I am looking for a Pig Nosed Turtle, around 4 inches. Does anyone have one for sale? I don't want to go to a pet store because they sell for so much.


----------



## Rastapus (Apr 21, 2010)

fonngg said:


> I am looking for a Pig Nosed Turtle, around 4 inches. Does anyone have one for sale? I don't want to go to a pet store because they sell for so much.


There has been a lot of interest in PNT lately. Anyone interested should research these guys heavily before "jumping in". They do get very large and are illegal to import into Canada. The few around should be housed appropriately for the rare few that are here. Just my 2 cents.


----------



## fonngg (May 31, 2010)

i have a 90gal bowfront that i will house it in and i will upgrade when it gets bigger.


----------



## fonngg (May 31, 2010)

i have done my researched also.


----------



## MananaP (Apr 22, 2010)

Very nice turtle, i picked up one last week and they are very nice turtle. They grow slow after 8-10inches so 90 is over kill for the 4" for a couple of years IMHO. GL in finding one!


----------



## Rastapus (Apr 21, 2010)

fonngg,
Good to hear. I was not singling you out or anything, you just happened to be the one to bring it up most recently. good luck with your search!


----------



## MananaP (Apr 22, 2010)

Rastapus said:


> fonngg,
> Good to hear.
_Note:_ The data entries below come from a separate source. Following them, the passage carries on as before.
PR #4219, opened 2025-12-17
Unify AsIndex (+ AsShape) handling.

crutcher:
- Simplify / Unify / Broaden AsIndex; introduce AsShape.
- Expand `From<T> for Shape`

### Checklist

### DIFF
--- a/crates/burn-std/src/tensor/shape.rs
+++ b/crates/burn-std/src/tensor/shape.rs
@@ -14,6 +14,8 @@ use core::{
 };
 use serde::{Deserialize, Serialize};
 
+pub use crate::tensor::index_conversion::AsSize;
+
 /// Shape of a tensor.
 #[derive(Debug, Clone, PartialEq, Eq, Hash, Serialize, Deserialize)]
 pub struct Shape {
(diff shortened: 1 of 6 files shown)


crates/burn-std/src/tensor/shape.rs
```diff
@@ -616,70 +618,32 @@ impl DerefMut for Shape {
...
-impl From<Shape> for Vec<usize> {
-    fn from(shape: Shape) -> Self {
-        shape.dims
-    }
-}
+impl<I> ShapeSource for &[I] {}
+impl<I> ShapeSource for &Vec<I> {}
+impl<I> ShapeSource for Vec<I> {}
+impl<I, const D: usize> ShapeSource for [I; D] {}
+impl<I, const D: usize> ShapeSource for &[I; D] {}
```
laggui, line 646: I would remove the marker trait.

I realize this is to restrict the conflicting `From<Shape>` implementations given that `Shape` implements  `IntoIterator`, but I think the correct approach would be to remove the `IntoIterator` implementation for shape instead.

`shape.into_iter()` is already available via the slice (deref impl), so the only thing we lose here is by-value iteration
```rust
for d in shape {
    // ...
}
```

but consuming a shape just to iterate dims is rarely intentional I think.

crutcher: I've rebased/repushed the follow-on PR here:
https://github.com/tracel-ai/burn/pull/4221/changes

See the interaction with the `ReshapeArgs` code; but there are a number of places where it is already useful to treat `Shape` as a stream of usize.

I'd argue that `Shape.into_iter()` should be a preserved operation (and it is used in the reshape code); whereas the `From<X> into Shape` is something we have less-broad expectations for.

If this is a convincing argument; can you just approve that PR (which includes this one)?

crutcher: I see this as a conflict between:
- how widely usable should Shape be, vrs
- how restrictive should `args similar to Shape` be

I'd rather have `Shape` be a good rust citizen, and have the shape-like-args space be a little more restrictive, if that is the tradeoff.

laggui:
Given the cross-reference in discussion, and since changes are also included in the other PR I'll close this one.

I was not singling you out or anything, you just happened to be the one to bring it up most recently. good luck with your search!


I love the one you guys have Grant he/she is HUGE!!!


----------



## eternity302 (Apr 22, 2010)

Fraser Aquarium is selling them, i think around the $400!


----------



## Daviator (Apr 24, 2010)

You will need a 500 gallon tank within 8 years of owning one if you don't bail and get bored. I was probably one of the first to have one in Canada and in 6 years it was 14" and made my 240g look small.


----------



## MananaP (Apr 22, 2010)

eternity302 said:


> Fraser Aquarium is selling them, i think around the $400!


Do they still have some for sale?


----------



## eternity302 (Apr 22, 2010)

Last week.. YES! They had 4.. a 3" in diamter, two 4" and a 6"! All ranges different price for sized!
Call in advance and ask!
They go by FRT and PNT, so just ask for both, ask they do carry quite a few different species of turtles!


----------



## stratos (Apr 21, 2010)

I have considered them many times, but no thanks.

Also, they are CITES class 2, meaning they are legal to import to Canada, but should be certified in their exporting country. No country currently allows exports, so any exported are by default smuggled. they are classified as globally threatened, locally abundant. Australia pushed for the CITES classification over Indonesian objection (where they are locally abundant, especially Irian Jaya). Then the Indonesians decided to not issue permits either, leading to smuggling. I saw many interesting regional variants of this turtle in South East Asia.

In any case, are you really ready to provide this creature the space it needs long term?


----------



## clutch (Apr 25, 2010)

i've seen the one at fraser last week but it has major shell rot


----------



## eternity302 (Apr 22, 2010)

clutch said:


> i've seen the one at fraser last week but it has major shell rot


Sorry, I wouldn't of guide you there if I knew, but I am definitely no expert on these FRT's! My apologies! but good luck!


----------



## Rastapus (Apr 21, 2010)

Turtles are always a hot topic due to the size most attain and the life span. More and more Fly River Turtles are showing up strangely. The price should not concern anyone looking for one of these beautiful turtles considering the long term care they will require as well as investment.


----------



## sakai (Apr 22, 2010)

MananaP said:


> Do they still have some for sale?


i saw some at Fantasy Aquatic on Kingsway.


----------



## Daviator (Apr 24, 2010)

It is a not a $400.00 turtle but more like a $10,000 turtle if you factor in the housing and filtration requirements.


----------



## MananaP (Apr 22, 2010)

sakai said:


> i saw some at Fantasy Aquatic on Kingsway.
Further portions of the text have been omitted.